> [Entries provided]:
PR #1, opened 2022-03-29
Adds cli functionality

Nino-K:


pkg/commands/start.go
```diff
@@ -0,0 +1,43 @@
...
+)
+
+func Start(address string, udpLocalPort, tcpLocalPort int, IPv6 bool, hosts map[string]string) error {
+	//TODO: seperate the handler from start
+	srv, err := dns.Start(address, udpLocalPort, tcpLocalPort, IPv6, hosts)
+	if err != nil {
+		return err
+	}
+
+	logrus.Infof("Started srv %+v", srv)
```
mook-as, line 31: Shouldn't there be a `defer srv.Shutdown()` somewhere?

mook-as (changes requested):
Why do we have a subcommand here at all? Do we have plans for other commands? (If yes, where?)

pkg/commands/start.go
Nino-K: 👍  I will be adding more enhancements in the upcoming PRs, this PR us just adding the cmd stuff. There are still some changes that I will need to make in `pkg/dns`

Nino-K:
> Why do we have a subcommand here at all? Do we have plans for other commands? (If yes, where?)

The `command/start.go` tends to be a wrapper around the `pkg/dns` thing. Maybe we will be adding other verbs in the future e.g `host-resolver flush`, `reset` etc, maybe not 🤷 . But for now, I needed a place to add other stuff, since we will be pushing all our changes for `pkg/dns` to the upstream and we will not have that forked locally. For now, it follows the `PROCESS VERB` logic, however, I'm open to suggestions for renaming `commands` to something that makes more sense.

cmd/root.go
```diff
@@ -0,0 +1,37 @@
+/*
+Copyright © 2022 SUSE LLC
+1
```
jandubois: What is this `1` here?

Also, do we really need this big license blob in every file? I don't see it in the Rancher Desktop Typescript sources, so why is this needed in the Go files?

Nino-K: Not sure how did that `1` got in there, probably from where I copied it from(now I need to figure out where I copied it from 😂 ). General practice for open-source software is to include the header license in all the files. We should probably make that decision to either include everywhere or what is the plan. Because I have seen the random appearance of license in file headers in `rancher-desktop`.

> [Work order]:
Each line of the data that has the string "tcpLocalPort" should be returned.

> [Answer box]:
+func Start(address string, udpLocalPort, tcpLocalPort int, IPv6 bool, hosts map[string]string) error {
+	srv, err := dns.Start(address, udpLocalPort, tcpLocalPort, IPv6, hosts)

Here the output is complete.